With funding loss and a teacher/student/parent divide, Hackford was asked about these issues.

“What major issue(s) do you see facing Mineral County School District today?”

“Funding losses has been a major issue for Mineral County School District, as well as all school districts in Nevada. We have experienced some significant cuts in state funding this year. Our per-pupil revenue allotment for each student (known as the DSA) was reduced by $269,000 for each year over the next two years. This is a significant loss of revenue. We have been forced to make painful cuts in operational costs and staffing for the next two years. Consequently, we have been obligated to choose not to fill three and a half vacant positions in our school district for the 2015-16 school year. Most notably has been the loss of our music/band position, K-12 grade. Losing our music/band program has been especially bitter for all in our district. Our students need music in their curriculum. It is my belief that we must seek to incorporate more elective courses, more courses in humanities and we must seek to incorporate more elective courses, more courses in the humanities, and more hands-on course offerings, both for our elementary and secondary students. Yet, as we experience deeper funding cuts, we are forced to reduce our elective course offerings. Please be advised that we are working hard to recover our lost revenue and restore these programs as soon as possible.”

In answer to the question of “How can teachers bridge the gap between students and parents, Hackford went on to say, “Most teachers are very busy with their career. Aside from multiple lesson plans for each subject and for the day, they also analyze assessment data, create learning activities, grade papers, manage behavior in their classrooms, engage in professional development workshops or online courses, and are often assigned numerous duties outside of their classroom, such as: event and recess supervision, club advisory and/or coaching.

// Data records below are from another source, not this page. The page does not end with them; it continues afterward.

PR #2351, opened 2026-07-23
feat: add Rulesync feature scaffolding

### LINKED ISSUE #2348: Add feature file scaffolding to the rulesync add command
## Background

Rulesync currently creates a complete set of sample files through `rulesync init`, but there is no focused command for adding a single Rulesync feature file later. Users must remember the expected path, filename, frontmatter, and initial structure for each feature and create the file manually.

The existing `rulesync add <source>` command installs a declarative rule or skill source, so feature scaffolding must be introduced without breaking that workflow.

## Details

Extend `rulesync add` so it can create an initial template for a requested Rulesync feature. For example:

```bash
rulesync add rule --name overview
rulesync add rule --name overview.md
```

Both forms should create the normalized rule path `.rulesync/rules/overview.md`. Multi-file features should accept a name and create the file in the canonical Rulesync location. This should cover applicable feature types such as rules, commands, subagents, skills, and checks, with the skill layout handled as `.rulesync/skills/<name>/SKILL.md`. Generated content should contain valid minimal frontmatter or configuration and provide a useful editable starting point.

MCP, hooks, ignore, and permissions are single-file Rulesync features. They should not accept arbitrary names and should target their canonical file paths. If the target file already exists, the command must ask the user whether it may overwrite the file with the initial template. Declining the prompt must leave the existing file unchanged. Non-interactive execution must fail safely instead of overwriting silently unless an explicit overwrite option is designed and supplied. The same collision policy should be defined for named multi-file features.

Feature keywords and source identifiers must be parsed unambiguously so existing commands such as `rulesync add anthropics/skills --skills skill-creator` remain backward compatible.

## Solution / Next Steps

- Define the supported singular feature keywords and CLI syntax for feature scaffolding while preserving `rulesync add <source>`.
- Extract or centralize the sample templates currently embedded in initialization so `rulesync init` and `rulesync add` cannot drift.
- Resolve output paths through the feature classes and Rulesync path constants rather than duplicating path literals.
- Normalize names and extensions, validate names to prevent path traversal, and create parent directories as needed.
- Add an interactive confirmation before replacing an existing singleton file with its initial template; preserve the file when confirmation is declined.
- Define safe non-interactive and explicit-overwrite behavior.
- Add colocated command tests for each feature type, optional `.md` normalization, skill directory layout, existing-file confirmation and refusal, invalid names, non-interactive behavior, and compatibility with declarative source installation.
- Document the new syntax and examples in the CLI reference.

dyoshikawa:
## Summary

- extend `rulesync add` with named scaffolds for rules, commands, subagents, skills, and checks
- add singleton scaffolds for MCP, hooks, ignore, and permissions with safe overwrite prompting and `--force`
- share scaffold templates with `rulesync init` and document source-keyword disambiguation
- cover every feature path, collision behavior, unsafe names, source compatibility, and CLI execution

Closes #2348

## Test plan

- `pnpm cicheck` (329 test files, 7,440 tests)
- `pnpm exec vitest run --config vitest.e2e.config.ts src/e2e/e2e-init.spec.ts --silent=false`

### DIFF
--- a/docs/reference/cli-commands.md
+++ b/docs/reference/cli-commands.md
@@ -156,7 +156,36 @@ rulesync gitignore --targets copilot --features rules,commands
 
 ## Add Command
 
-The `add` command appends one source to `rulesync.jsonc` and immediately runs the declarative source resolver. It preserves JSONC comments, installs selected rules into `.rulesync/rules/.curated/`, installs selected skills into `.rulesync/skills/.curated/`, and updates `rulesync.lock` or `rulesync-npm.lock.json`.
+The `add` command can scaffold one Rulesync feature file or append one declarative source to `rulesync.jsonc`.
+
+### Feature scaffolding
+
+Use a feature keyword to create a valid, editable starter file:
+
+```bash
+# Named Markdown features
+rulesync add rule --name overview
+rulesync add command --name review-pr.md
+rulesync add subagent --name planner
+rulesync add skill --name project-context
+rulesync add check --name security
+
+# Singleton features
+rulesync add mcp
+rulesync add hooks
+rulesync add ignore
+rulesync add permissions
+```
+
+Named features accept a name with or without the `.md` suffix. Skills use the directory layout `.rulesync/skills/<name>/SKILL.md`; the other named features create `<name>.md` in their canonical Rulesync directory. Names cannot contain path separators.
+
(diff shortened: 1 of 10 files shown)


dyoshikawa:
@dyoshikawa Thank you!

Indeed, most of our teachers are extremely busy and do much more than most people can comprehend, yet, I would like our teachers and administrators to be more pro-active and continuous with parent communication. A positive phone call or note home will go far in building healthy relations with our parents.

In conclusion, Hackford stated, “It is also important that I, as superintendent, reach out to build a trusting and respectful relationship with all stakeholders throughout the county. It is important that I am visible and present at all school sites, especially during activities or school events. I understand that communication with parents is important. Therefore, I will see to maintain open communications and an open-door policy with all members of our communities.”